What you will do: Please say how many lines of the listing hold "when", with no other words in the answer.

Provided material:
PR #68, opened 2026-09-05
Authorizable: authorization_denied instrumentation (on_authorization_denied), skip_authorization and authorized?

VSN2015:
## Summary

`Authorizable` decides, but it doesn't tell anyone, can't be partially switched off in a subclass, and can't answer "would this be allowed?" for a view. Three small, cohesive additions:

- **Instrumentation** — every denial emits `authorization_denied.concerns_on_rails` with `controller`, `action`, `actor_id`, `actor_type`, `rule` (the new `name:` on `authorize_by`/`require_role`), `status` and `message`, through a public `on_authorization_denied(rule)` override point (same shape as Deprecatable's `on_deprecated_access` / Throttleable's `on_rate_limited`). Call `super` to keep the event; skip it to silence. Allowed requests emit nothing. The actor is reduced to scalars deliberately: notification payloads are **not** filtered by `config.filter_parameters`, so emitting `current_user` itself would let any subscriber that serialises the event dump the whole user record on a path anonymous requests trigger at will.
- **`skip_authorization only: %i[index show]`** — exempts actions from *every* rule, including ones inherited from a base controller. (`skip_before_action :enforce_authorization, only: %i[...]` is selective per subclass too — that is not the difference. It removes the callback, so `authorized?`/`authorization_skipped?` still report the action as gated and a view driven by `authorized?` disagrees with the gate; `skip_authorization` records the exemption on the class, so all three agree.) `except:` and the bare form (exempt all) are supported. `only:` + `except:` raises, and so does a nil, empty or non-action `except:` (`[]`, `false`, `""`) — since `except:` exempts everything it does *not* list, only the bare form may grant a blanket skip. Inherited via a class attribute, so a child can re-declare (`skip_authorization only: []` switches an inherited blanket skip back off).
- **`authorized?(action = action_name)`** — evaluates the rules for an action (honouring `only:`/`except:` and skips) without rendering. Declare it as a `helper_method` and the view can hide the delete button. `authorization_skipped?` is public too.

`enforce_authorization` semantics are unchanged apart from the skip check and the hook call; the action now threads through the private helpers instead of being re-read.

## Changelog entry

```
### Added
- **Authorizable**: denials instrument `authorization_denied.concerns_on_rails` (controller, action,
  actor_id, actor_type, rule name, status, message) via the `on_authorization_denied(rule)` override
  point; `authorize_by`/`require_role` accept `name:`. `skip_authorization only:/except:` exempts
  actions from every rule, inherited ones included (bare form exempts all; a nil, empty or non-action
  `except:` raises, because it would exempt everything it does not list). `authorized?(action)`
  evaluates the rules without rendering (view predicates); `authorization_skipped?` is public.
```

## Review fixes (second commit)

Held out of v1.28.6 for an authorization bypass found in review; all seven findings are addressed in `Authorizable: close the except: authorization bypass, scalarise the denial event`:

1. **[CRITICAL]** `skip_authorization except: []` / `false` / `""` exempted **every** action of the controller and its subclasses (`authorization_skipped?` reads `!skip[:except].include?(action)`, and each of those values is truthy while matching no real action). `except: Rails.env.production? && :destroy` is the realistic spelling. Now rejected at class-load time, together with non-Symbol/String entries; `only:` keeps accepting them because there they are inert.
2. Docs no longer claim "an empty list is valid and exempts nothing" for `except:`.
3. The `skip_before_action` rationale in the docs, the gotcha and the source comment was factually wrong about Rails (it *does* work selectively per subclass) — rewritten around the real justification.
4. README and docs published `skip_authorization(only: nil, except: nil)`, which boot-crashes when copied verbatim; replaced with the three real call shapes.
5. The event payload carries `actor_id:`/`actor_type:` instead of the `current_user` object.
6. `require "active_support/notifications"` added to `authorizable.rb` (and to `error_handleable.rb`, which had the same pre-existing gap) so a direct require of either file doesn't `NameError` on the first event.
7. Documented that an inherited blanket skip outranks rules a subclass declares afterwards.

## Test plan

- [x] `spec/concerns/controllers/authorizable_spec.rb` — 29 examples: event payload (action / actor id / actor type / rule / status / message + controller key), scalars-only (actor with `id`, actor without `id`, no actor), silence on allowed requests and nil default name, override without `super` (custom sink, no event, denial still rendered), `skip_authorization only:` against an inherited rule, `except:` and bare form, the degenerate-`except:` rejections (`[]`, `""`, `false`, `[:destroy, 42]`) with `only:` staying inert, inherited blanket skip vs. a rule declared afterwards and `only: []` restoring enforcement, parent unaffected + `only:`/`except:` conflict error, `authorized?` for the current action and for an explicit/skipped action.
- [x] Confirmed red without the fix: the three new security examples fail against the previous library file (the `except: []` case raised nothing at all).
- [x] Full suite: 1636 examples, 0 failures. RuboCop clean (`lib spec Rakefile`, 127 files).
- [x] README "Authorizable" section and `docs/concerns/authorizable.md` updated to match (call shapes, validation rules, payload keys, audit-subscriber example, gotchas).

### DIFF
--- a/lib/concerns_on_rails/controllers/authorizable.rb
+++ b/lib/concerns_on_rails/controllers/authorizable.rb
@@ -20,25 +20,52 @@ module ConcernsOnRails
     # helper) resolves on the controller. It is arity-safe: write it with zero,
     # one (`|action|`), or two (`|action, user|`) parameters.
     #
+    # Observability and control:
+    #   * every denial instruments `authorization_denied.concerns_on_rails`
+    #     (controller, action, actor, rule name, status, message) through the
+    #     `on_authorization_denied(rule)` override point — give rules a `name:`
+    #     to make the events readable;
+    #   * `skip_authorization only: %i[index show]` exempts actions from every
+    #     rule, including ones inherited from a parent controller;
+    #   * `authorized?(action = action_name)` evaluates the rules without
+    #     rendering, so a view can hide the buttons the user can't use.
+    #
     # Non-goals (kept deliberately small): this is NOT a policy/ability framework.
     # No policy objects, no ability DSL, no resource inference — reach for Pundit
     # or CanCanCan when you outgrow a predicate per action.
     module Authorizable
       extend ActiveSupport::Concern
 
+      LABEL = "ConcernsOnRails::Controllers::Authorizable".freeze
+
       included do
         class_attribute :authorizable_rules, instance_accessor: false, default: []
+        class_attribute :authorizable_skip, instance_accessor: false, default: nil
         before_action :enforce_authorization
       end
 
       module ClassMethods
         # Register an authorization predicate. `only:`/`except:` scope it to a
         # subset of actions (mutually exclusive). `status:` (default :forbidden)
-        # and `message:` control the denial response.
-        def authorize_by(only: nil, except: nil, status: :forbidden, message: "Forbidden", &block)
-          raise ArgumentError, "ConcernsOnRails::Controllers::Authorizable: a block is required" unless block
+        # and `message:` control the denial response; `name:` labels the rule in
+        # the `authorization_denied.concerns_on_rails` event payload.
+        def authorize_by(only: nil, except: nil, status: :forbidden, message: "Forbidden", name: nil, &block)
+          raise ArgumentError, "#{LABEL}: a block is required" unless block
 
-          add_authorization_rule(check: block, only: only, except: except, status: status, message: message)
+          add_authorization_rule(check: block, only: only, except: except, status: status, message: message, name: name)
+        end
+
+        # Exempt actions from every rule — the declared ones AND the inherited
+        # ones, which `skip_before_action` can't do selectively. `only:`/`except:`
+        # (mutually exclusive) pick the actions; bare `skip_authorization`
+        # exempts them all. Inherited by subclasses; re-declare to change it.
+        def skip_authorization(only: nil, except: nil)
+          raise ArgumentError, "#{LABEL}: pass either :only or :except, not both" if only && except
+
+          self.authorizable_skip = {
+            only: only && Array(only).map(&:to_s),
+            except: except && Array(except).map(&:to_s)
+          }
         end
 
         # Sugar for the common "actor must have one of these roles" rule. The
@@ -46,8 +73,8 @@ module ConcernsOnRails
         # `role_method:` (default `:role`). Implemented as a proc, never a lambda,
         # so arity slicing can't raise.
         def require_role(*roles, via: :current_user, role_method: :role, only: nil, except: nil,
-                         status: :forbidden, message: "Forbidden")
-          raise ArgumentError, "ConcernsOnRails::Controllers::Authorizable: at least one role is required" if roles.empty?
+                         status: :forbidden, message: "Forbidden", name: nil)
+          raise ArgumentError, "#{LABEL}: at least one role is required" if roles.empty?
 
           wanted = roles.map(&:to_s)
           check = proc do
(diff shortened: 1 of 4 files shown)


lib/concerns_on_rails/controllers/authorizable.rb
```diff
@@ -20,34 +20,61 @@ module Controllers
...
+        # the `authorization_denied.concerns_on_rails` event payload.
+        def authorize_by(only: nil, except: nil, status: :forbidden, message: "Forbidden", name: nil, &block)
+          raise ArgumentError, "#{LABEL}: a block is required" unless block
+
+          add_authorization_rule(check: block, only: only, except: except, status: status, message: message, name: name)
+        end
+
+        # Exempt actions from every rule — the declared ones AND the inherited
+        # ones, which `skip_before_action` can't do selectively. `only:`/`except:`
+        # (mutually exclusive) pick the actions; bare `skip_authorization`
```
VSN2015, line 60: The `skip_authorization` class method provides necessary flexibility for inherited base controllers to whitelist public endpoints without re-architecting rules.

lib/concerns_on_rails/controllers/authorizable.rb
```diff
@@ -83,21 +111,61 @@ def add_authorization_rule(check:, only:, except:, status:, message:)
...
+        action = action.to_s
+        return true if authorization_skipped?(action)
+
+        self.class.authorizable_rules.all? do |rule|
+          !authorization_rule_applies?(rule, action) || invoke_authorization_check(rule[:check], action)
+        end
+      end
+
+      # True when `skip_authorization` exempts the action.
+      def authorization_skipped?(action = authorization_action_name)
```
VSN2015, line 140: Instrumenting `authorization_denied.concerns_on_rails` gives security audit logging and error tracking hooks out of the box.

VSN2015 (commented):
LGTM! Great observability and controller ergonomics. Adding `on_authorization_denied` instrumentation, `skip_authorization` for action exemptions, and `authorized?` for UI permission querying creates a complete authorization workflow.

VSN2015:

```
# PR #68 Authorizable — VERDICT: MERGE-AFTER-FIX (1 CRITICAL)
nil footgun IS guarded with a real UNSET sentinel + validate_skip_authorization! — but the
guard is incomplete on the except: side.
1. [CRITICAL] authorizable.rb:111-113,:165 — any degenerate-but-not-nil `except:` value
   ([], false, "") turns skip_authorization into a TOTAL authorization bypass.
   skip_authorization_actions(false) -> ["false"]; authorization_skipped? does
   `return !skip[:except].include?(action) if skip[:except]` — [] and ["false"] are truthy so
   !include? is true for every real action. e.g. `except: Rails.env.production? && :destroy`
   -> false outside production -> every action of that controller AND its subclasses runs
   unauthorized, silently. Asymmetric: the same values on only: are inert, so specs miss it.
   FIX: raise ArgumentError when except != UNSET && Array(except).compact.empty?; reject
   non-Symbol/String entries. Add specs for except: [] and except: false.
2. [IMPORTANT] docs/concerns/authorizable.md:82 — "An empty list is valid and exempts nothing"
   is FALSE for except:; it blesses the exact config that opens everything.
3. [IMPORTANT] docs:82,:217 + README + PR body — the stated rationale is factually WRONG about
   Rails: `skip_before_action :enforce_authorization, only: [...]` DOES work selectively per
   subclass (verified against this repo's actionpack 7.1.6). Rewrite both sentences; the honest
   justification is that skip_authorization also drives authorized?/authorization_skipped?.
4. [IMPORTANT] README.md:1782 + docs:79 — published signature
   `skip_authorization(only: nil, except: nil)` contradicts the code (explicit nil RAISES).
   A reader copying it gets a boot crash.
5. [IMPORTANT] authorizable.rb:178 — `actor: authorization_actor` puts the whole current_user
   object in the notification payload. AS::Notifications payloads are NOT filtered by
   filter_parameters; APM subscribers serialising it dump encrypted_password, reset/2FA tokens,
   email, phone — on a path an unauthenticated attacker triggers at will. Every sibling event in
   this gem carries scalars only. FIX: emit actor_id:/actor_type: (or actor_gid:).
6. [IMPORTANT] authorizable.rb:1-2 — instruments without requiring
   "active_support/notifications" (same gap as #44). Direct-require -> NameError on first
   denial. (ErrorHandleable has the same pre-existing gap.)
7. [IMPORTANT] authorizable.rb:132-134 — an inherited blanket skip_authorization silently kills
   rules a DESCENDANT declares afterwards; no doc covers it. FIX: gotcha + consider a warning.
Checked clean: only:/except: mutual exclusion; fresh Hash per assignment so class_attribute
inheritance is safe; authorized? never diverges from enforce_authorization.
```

Response to the exercise: 4